Sometimes it just happens that the essence of a problem really is on the surface. To see it doesn’t require you to bury yourself in details, let alone to be a specialist of some kind. This is particularly true of the choice between the Customs Union (CU) with Russia and the Free Trade Area (FTA) with the European Union. At least that’s what a simple look at the dynamics of exports from Ukraine to the member countries of these two unions would suggest.
SURPRISING NEWS FROM THE EU
The EU dove into the second wave of its crisis back in 2010, but at that point, the problems were strictly financial because they involved the public debt of certain countries and the banks that were holding it. At that point, the EU crisis had little impact on Ukraine, and what impact it did have was very indirect. Ukrainian exports to EU countries continued to recover, albeit slowly.
When the trouble in the financial sector began to spread to trade markets and began to cause industrial output to slow down and then to affect the entire economy of a united Europe, demand for Ukrainian commodities began to fall as well (see Integration, indeed). This is in line with the theory that a reduction in business activity led to a reduction in incomes, which in turn caused imports to go down. And Ukraine, as a partner of the European Union, was no exception. By 2012, its exports to EU countries had shrunk by US $900 million or 5%, compared to the previous year, leaving them 10% down from the pre-crisis and early crisis years, 2008-2009.
Still, at the beginning of Q3’03, the situation is looking somewhat different.

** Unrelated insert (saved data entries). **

PR #1169, opened 2022-08-06
Fix: unify dpidr targetid

perigoso:
This Pr is an attempt at unifying the DPIDR and TARGETID register handling, which was being read on the lower level protocol before `adiv5_dp_init` this should hopefully make behavior more consistent in particular for JTAG-DP vs SWD-DP for the same target

This makes the assumption that all DPs will have architecture version 1 or higher, which may not be the case on JTAG scan routines, there's is a naive check that may catch dpv0 but is not confirmed to work in reality

I would be more comfortable merging this after some more testing, in particular with the probes I was unable to test with (STLink)

hosted JLINK:
```
DP DPIDR 0x2ba01477 (v1 rev0) designer 0x43b partno 0xba
  1      Nordic nRF52 M4
 ```
 ```
 DP DPIDR 0x2ba01477 (v1 rev0) designer 0x43b partno 0xba
  1      Atmel SAM3U M3
  ```
  
 hosted BMP
 ```
 DP DPIDR 0x2ba01477 (v1 rev0) designer 0x43b partno 0xba
  1      Nordic nRF52 M4
 ```
 
 ```
 DP DPIDR 0x2ba01477 (v1 rev0) designer 0x43b partno 0xba
  1      Atmel SAM3U M3
``` 

```
DP DPIDR 0x0bc12477 (v2 MINDP rev0) designer 0x43b partno 0xbc
TARGETID 0x01002927designer 0x913 partno 0x1002
DP DPIDR 0x0bc12477 (v2 MINDP rev0) designer 0x43b partno 0xbc
TARGETID 0x01002927designer 0x913 partno 0x1002
DP DPIDR 0x10212927 (v2 MINDP rev0) designer 0x913 partno 0x2
TARGETID 0x01002927designer 0x913 partno 0x1002
 1      Raspberry RP2040 M0+
 2      Raspberry RP2040 M0+
 3      Raspberry RP2040 Rescue (Attach to reset!) 
 ```
 
 native BMP
```
 No. Att Driver
 1      Raspberry RP2040 M0+
 2      Raspberry RP2040 M0+
 3      Raspberry RP2040 Rescue (Attach to reset!) 
```

### CODE REVIEW

**Comment by perigoso** [comment]
Multidrop scan may be able to be moved to a higher level too, but I left that mostly as is

File: src/target/adiv5_jtagdp.c [hunk 1]
```diff
@@ -29,76 +29,72 @@
...
 	jtag_dev_write_ir(&jtag_proc, dp->dp_jd_index, APnDP ? IR_APACC : IR_DPACC);
 
 	platform_timeout_set(&timeout, 250);
 	do {
-		jtag_dev_shift_dr(&jtag_proc, dp->dp_jd_index, (uint8_t*)&response,
-						  (uint8_t*)&request, 35);
+		jtag_dev_shift_dr(&jtag_proc, dp->dp_jd_index, (uint8_t *)&response, (uint8_t *)&request, 35);
 		ack = response & 0x07;
-	} while(!platform_timeout_is_expired(&timeout) && (ack == JTAGDP_ACK_WAIT));
+	} while (!platform_timeout_is_expired(&timeout) && (ack == JTAGDP_ACK_WAIT));
```
dragonmux, line 90: The extra parens should go

src/target/adiv5.c
```diff
@@ -682,44 +683,72 @@ static void rp_rescue_setup(ADIv5_DP_t *dp)
...
-	if (dp->version > 0) {
-		/* debug_port_id is valid DPIDR */
-		dp->partno = (dp->debug_port_id & ADIV5_DP_DPIDR_PARTNO_MASK) >> ADIV5_DP_DPIDR_PARTNO_OFFSET;
-		dp->mindp = !!(dp->debug_port_id & ADIV5_DP_DPIDR_MINDP);
-	} else {
-		/* called from JTAG scan, debug_port_id is JTAG TAP IDCODE */
-		dp->partno = (dp->debug_port_id & JTAG_IDCODE_PARTNO_MASK) >> JTAG_IDCODE_PARTNO_OFFSET;
-		dp->mindp = false;
-	}
+	dp->version = (dpidr & ADIV5_DP_DPIDR_VERSION_MASK) >> ADIV5_DP_DPIDR_VERSION_OFFSET;
```
dragonmux, line 719: We should probably leave a note on how to do the JTAG DPv0 ID code stuff

src/target/adiv5.c
```diff
@@ -743,8 +772,7 @@ void adiv5_dp_init(ADIv5_DP_t *dp)
 	dp->mem_write_sized = firmware_mem_write_sized;
 #endif
 
-	volatile uint32_t ctrlstat = 0;
-	volatile struct exception e;
+	volatile uint32_t ctrlstat;
```
dragonmux, line 775: Two points - why is this volatile, and why not = 0?

src/platforms/hosted/platform.c
```diff
@@ -241,65 +260,82 @@ int platform_jtag_dp_init(ADIv5_DP_t *dp)
...
+	case BMP_TYPE_NONE:
 		return "NONE";
-	  case BMP_TYPE_BMP:
+
+	case BMP_TYPE_BMP:
 		return "BMP";
-	  case BMP_TYPE_STLINKV2:
+
+	case BMP_TYPE_STLINKV2:
 		return "STLINKV2";
```
dragonmux, line 285: It might be nice to make these strings nicer to read - for example "ST-Link v2"

src/platforms/hosted/platform.c
```diff
@@ -310,71 +346,82 @@ bool platform_nrst_get_val(void)
...
 	case BMP_TYPE_STLINKV2:
 		return stlink_max_frequency_get(&info);
+
 	case BMP_TYPE_JLINK:
 		return jlink_max_frequency_get(&info);
+
 	default:
 		DEBUG_WARN("Reading max SWJ frequency not yet implemented\n");
-		break;
+		return false;
```
dragonmux, line 423: This should return 0, not false - inappropriate value for the return type

src/platforms/hosted/platform.c
```diff
@@ -310,71 +346,82 @@ bool platform_nrst_get_val(void)
...
 	}
-	return false;
 }
 
 void platform_target_set_power(bool power)
```
dragonmux, line 427: Can the parameter be marked `const`?

src/platforms/hosted/platform.c
```diff
@@ -395,39 +443,42 @@ bool platform_target_get_power(void)
...
 {
-	uint32_t	targetVoltage = 0 ;
+	uint32_t targetVoltage = 0;
+
 	switch (info.bmp_type) {
 	case BMP_TYPE_BMP: {
-		const char * result ;
-		uint32_t units = 0, tenths = 0 ;
-		result = remote_target_voltage() ;
+		const char *result;
```
dragonmux, line 459: Please move the definition to where the initialisation happens. That'll allow the pointer to be marked const as well as what it points to

src/platforms/hosted/platform.c
```diff
@@ -395,39 +443,42 @@ bool platform_target_get_power(void)
...
+		uint32_t units = 0, tenths = 0;
```
dragonmux, line 460: These should be moved inside the if, and broken onto separate declaration lines.

src/platforms/hosted/platform.c
```diff
@@ -509,17 +590,16 @@ uint32_t adiv5_dp_read(ADIv5_DP_t *dp, uint16_t addr)
...
 
-uint32_t adiv5_dp_low_access(struct ADIv5_DP_s *dp, uint8_t RnW,
-							 uint16_t addr, uint32_t value)
+uint32_t adiv5_dp_low_access(struct ADIv5_DP_s *dp, uint8_t RnW, uint16_t addr, uint32_t value)
 {
 	uint32_t ret = dp->low_access(dp, RnW, addr, value);
 	if (cl_debuglevel & BMP_DEBUG_TARGET) {
 		ap_decode_access(addr, RnW);
-		fprintf(stderr, " 0x%08" PRIx32 "\n", (RnW)? ret : value);
+		fprintf(stderr, " 0x%08" PRIx32 "\n", (RnW) ? ret : value);
```
dragonmux, line 602: Please remove the extra parens

dragonmux (changes requested):
This is looking good, and we'll test it on a ST-Link v2.1 and STM32 targets, but there are a few points we'd like addressed before merge

src/platforms/hosted/jlink_adiv5_swdp.c
```diff
@@ -50,137 +49,86 @@ enum {
...
+	uint8_t cmd[44];
+	memset(cmd, 0, sizeof(cmd));
+
+	cmd[0] = CMD_HW_JTAG3;
+	/* write 19 Bytes.*/
+	cmd[2] = 19 * 8;
+	uint8_t *direction = cmd + 4;
+	memset(direction, 0, 5);
+	memset(direction + 5, 0xffU, 9);
+	memset(direction + 14, 0xffU, 4);
```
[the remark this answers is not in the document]
perigoso: memset to 0 at the start at the function, next to the cmd declaration

src/platforms/hosted/jlink_adiv5_swdp.c
```diff
@@ -50,137 +49,86 @@ enum {
...
+	memset(data, 0xffU, 7);
 	data[7] = 0x9e;
 	data[8] = 0xe7;
-	data[9] = 0xff;
-	data[10] = 0xff;
-	data[11] = 0xff;
-	data[12] = 0xff;
-	data[13] = 0xff;
-	data[14] = 0xff;
-	data[15] = 0;
```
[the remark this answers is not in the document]
perigoso: likewise it is all initialized to zero next to declaration

src/target/adiv5.c
perigoso: on dpv0 we dont really have an analogue, we just dont have DPIDR, unless we use the IDCODE, but that is also present on DPv1/2 so its not quite comparable. the handling of dpv0 is theres nothing to handle

dragonmux: We're thinking along the lines that, we don't want to loose easy access to the version = 0 branch here for when we get to figuring out how to do DPv0

src/target/adiv5.c
perigoso: actually don't know why I touched that and it should remain initialized to 0, as for volatile, I don't know

src/target/adiv5_swdp.c
```diff
@@ -93,93 +97,98 @@ int adiv5_swdp_scan(uint32_t targetid)
...
+	if (!initial_dp->dp_low_write) {
+		DEBUG_WARN("CMSIS_DAP < V1.2 can not handle multi-drop!\n");
+		/* E.g. CMSIS_DAP < V1.2 can not handle multi-drop!*/
+		scan_multidrop = false;
+	}
+
+	DEBUG_WARN("scan_multidrop: %s\n", scan_multidrop ? "true" : "false");
+
+	const volatile size_t max_dp = (scan_multidrop) ? 16U : 1U;
+	for (volatile size_t i = 0; i < max_dp; i++) {
```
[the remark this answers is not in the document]
perigoso: imo it should not be required, but I was weary to remove previous volatiles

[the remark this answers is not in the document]
dragonmux: To be honest.. if volatile is the only think making that loop work, we've got much bigger problems - there's nothing about it that should need volatile. It looks like it was added "in case" the compiler tried optimising the loop out, but the compiler won't as it makes calls and does work

src/target/adiv5.c
dragonmux: We can't see any reason it should be marked volatile

dragonmux:
This all appears to work on the STM32F411 after rebasing onto #1170. Still need to test ST-Link v2.1 though

src/target/adiv5.c
perigoso: heres the reason
`error: variable ‘ctrlstat’ might be clobbered by ‘longjmp’ or ‘vfork’ [-Werror=clobbered]`

src/target/adiv5_swdp.c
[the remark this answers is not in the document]
perigoso: like `ctrlstat`, removing volatile triggers `error: variable ‘i’ might be clobbered by ‘longjmp’ or ‘vfork’ [-Werror=clobbered]`

src/target/adiv5.c
dragonmux: Ok, that's a good explanation.. it indicates an underlying bigger problem, but we'll take it for now. Please add a note about this to the definition.

src/target/adiv5_swdp.c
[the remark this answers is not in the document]
dragonmux: Ok, that's a good explanation.. it indicates an underlying bigger problem, but we'll take it for now. Please add a note about this to the definition.

perigoso:
I also want to split the multidrop handling, but that may come as another PR

src/include/platform_support.h
```diff
@@ -45,7 +45,7 @@ int platform_hwversion(void);
 void platform_nrst_set_val(bool assert);
 bool platform_nrst_get_val(void);
 bool platform_target_get_power(void);
-void platform_target_set_power(bool power);
+void platform_target_set_power(const bool power);
```
dragonmux, line 48: clang-tidy complains if you put const here in the declaration. It's only required on the definition.

src/target/jtag_scan.h
```diff
@@ -43,10 +43,10 @@ typedef struct jtag_dev_s {
 } jtag_dev_t;
 
 extern struct jtag_dev_s jtag_devs[JTAG_MAX_DEVS + 1];
-extern uint32_t jtag_dev_count;
+extern size_t jtag_dev_count;
```
dragonmux, line 46: We'd made this a uint32_t because of the remote.c issues bought up by size_t, otherwise we'd have done the same. Likewise for jtag_add_device()

dragonmux (changes requested):
Looking much better. It seems we goofed when we said change the scan routines to size_t rather than uint32_t as this actually causes some problems in the remote protocol layer, but we'll own that. Apologies!

src/include/platform_support.h
perigoso: Ah, so that's why it didn't have it, TIL

src/target/jtag_scan.h
perigoso: Ah, my bad, i went a little ham with that

dragonmux: We failed to document why we'd made the type choice we had, so there was nothing to indicate why it was a bad idea.. to be fair

perigoso:
I won't be able to touch this until Monday, so if you're keen on merging feel free to fixup those, otherwise I will when I can

dragonmux:
Okay, we'll run a round of fixes shortly then so we can get this merged

dragonmux (approved):
LGTM, merging.

perigoso:
Thank you for dealing with the last couple fixups

PR #135, opened 2016-11-09
Removed HISTORY.rst file and changed dev status to Alpha

ttmc:
Trent said we should change the status of the BigchainDB Python Driver from pre-alpha to alpha, so I did that.

I also deleted the `HISTORY.rst` file and everything that referenced it. It's a nice idea, but we have better things to do than maintain that (something we weren't doing anyway). Git has the code history and if you really want a list of all `bigchaindb_driver` packages that PyPI has ever had, see:

https://pypi.python.org/simple/bigchaindb-driver/


TimDaub:
I can recommend using [travis pypi integration with Github releases](https://github.com/bigchaindb/bigchaindb-driver/blob/master/travis_pypi_setup.py) as [I did it with bigchaindb_common](https://github.com/bigchaindb/bigchaindb-common/releases).

HISTORY.rst
```diff
@@ -1,13 +0,0 @@
...
-
-0.0.1a1 (2016-08-12)
---------------------
-
-* Planning release on PyPI.
-
-0.0.1dev1 (2016-08-25)
-----------------------
-
-* Development (pre-alpha) release on PyPI.
```
sbellem: The purpose of `HISTORY.rst` was to log important changes. It has not been used so far as it was judged unnecessary meanwhile the driver is under the kind of development it was under. We will need it soon probably, especially if we introduce breaking changes, or significant changes. 

So what is the plan now?

sbellem: Moreover, it came at no cost as it was generated by the cookiecutter tool.

sbellem:
@ttmc The one commit addresses two very separate and different topics. I understand that they both may be very minor, but in general, it is good practice to have commits that address one thing.

TimDaub:
> Is this related to this PR in anyway?

Yes. You can log (breaking) changes in the notes of a release.

sbellem:
> Yes. You can log (breaking) changes in the notes of a release.

Ok. But the first question that will need to be addressed before doing so is whether we do want to do automated releases for the driver. As of now, the answer to this question was no. We can revisit the question, but  this is a separate issue. 

And for now there is a working boilerplate, which has been put into place, and I do not see reasons for changing it at this very moment. The focus should be on the development of the driver itself, not on its boilerplate, which is really solid, and based on best practices from the community.

ttmc:
I will close this PR and I'll make a new one where I only change the status to Alpha.

PR #138, opened 2016-11-09
Separate docs for quick and advanced installation

ttmc:
* Created a new page: **Quickstart Installation**. It has some quick installation recipes for Ubuntu and Fedora.
* Change the old **Installation** page to **Advanced Installation** and expanded it a bit.
* Re-titled the **Usage** page to **Basic Usage Examples**. The file is still named `usage.rst`. Also added some notes to the top of that page.
* Updated the Sphinx index.


vrde:
:+1: for the separation. Some devs are just looking for **copypasta**.

sbellem:
I think we should agree on who our target audience is.

From the point of view of many developers, this separation may seem to be overly complicated, and potentially confusing, at this point in time. A quickstart installation, if we have one, could simply be:

### From PyPI
```bash
$ pip install bigchaindb_driver
```

### From source
... as it is now --> http://bigchaindb.readthedocs.io/projects/py-driver/en/latest/installation.html#installing-from-the-source-code

Anyhow, the bottom line is that we need to agree on what is the assumed knowledge of our audience,

My opinion on this is that we are assuming too less in this PR.

As an example, if we look at [requests](http://docs.python-requests.org/en/master/user/install/#install) it is straight to the point. Why not the same with BigchainDB, is a question worth asking I think.

Another example to look at is RethinkDB: https://www.rethinkdb.com/docs/install-drivers/python/

Moreover, the dependencies relating to cryptoconditions could, and should actually be documented in cryptoconditions, and the driver may point to these dependencies, or if we wish to repeat them, then ok.

The instructions on how to install python, pip, and so forth if we include them, could be under a section/page titled something like "New to Python".

sbellem:
Note: I have added (as assignees) @rhsimplex @r-marques and @vrde to help in in clarifying the question:

"Who is our target audience, and is the knowledge base we assume they have?"

I am aware that this question goes beyond this PR, and that this PR is more or less in line with other BigchainDB docs. 

Consequently, if you all feel that we could move the question to a separate "general" issue, it's fine with me.

ttmc:
There's an **Advanced Installation** page for people who want _more_. The **Quickstart Installation** is designed to be quick and mindless (hence the word _Quickstart_). It should just work, provided the reader can find their way to a command line. In my experience, it's much easier to lose someone than it is to insult their intelligence.

@sbellem Maybe create a separate issue asking who our audiences are. We can post our thoughts about that there. The docs can always be improved. I'd just like to get this PR merged.

vrde:
> My opinion on this is that we are assuming too less in this PR.

Well, OK maybe we can remove the part "To start an interactive Python 3 session, use: python3".
On the other side I think it's good to be *pedantic* and make sure the user is on Python 3 and has `setuptools` and `pip` up-to-date.

> Moreover, the dependencies relating to cryptoconditions could, and should actually be documented in cryptoconditions, and the driver may point to these dependencies, or if we wish to repeat them, then ok.

Our driver depends on cryptoconditions, hence the installation requires also a compiler, IMO Troy is saving a lot of time to developers here :hourglass:. Check out also the instructions to install [pymongo](http://api.mongodb.com/python/current/installation.html). They include also dependencies to install.

A navigated Python user can ignore the extra info, while a beginner might save hours.

sbellem:
> There's an Advanced Installation page for people who want more. The Quickstart Installation is designed to be quick and mindless (hence the word Quickstart). It should just work, provided the reader can find their way to a command line. In my experience, it's much easier to lose someone than it is to insult their intelligence.

To re-emphasize the point I was trying to make: there is an audience for whom neither the quickstart page nor the advanced page will suit. That is why I was pointing at requests, and RethinkDB. [MongoDB](https://api.mongodb.com/python/current/installation.html) as well, gives it to you right away. That essential part is:

```bash
$ pip install bigchaindb_driver
```

Moreover we are totally neglecting the Mac OS X users with the approach in this PR

Moreover, a new user when landing on the docs, is presented the choice:

* Quickstart 

OR

* Advanced Usage

It's a gamble.

Mac OS X users for instance, if they choose Quickstart: oh bad luck! Need to go to Advanced Usage, and then need to go through OS specific docs, to finally find http://bigchaindb.readthedocs.io/projects/py-driver/en/latest/advanced-installation.html#installing-the-bigchaindb-python-driver

I think this is overly complicated for what is needed in the end. Why not follow in the steps of other successful Python projects?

Although industrial output has continued to fall in the European Union six quarters in a row now, and recession has continued to dampen its economies four quarters in a row, imports from Ukraine to the EU continue to rise for the second quarter. Moreover, the biggest rise can be seen in those countries that are leading in GDP decline in Europe. For instance, in Q1’2013, Ukrainian imports to Greece, Italy and Spain grew 91%, 42% and 8%, while their GDPs declined 5.3%, 2.3% and 2.0%.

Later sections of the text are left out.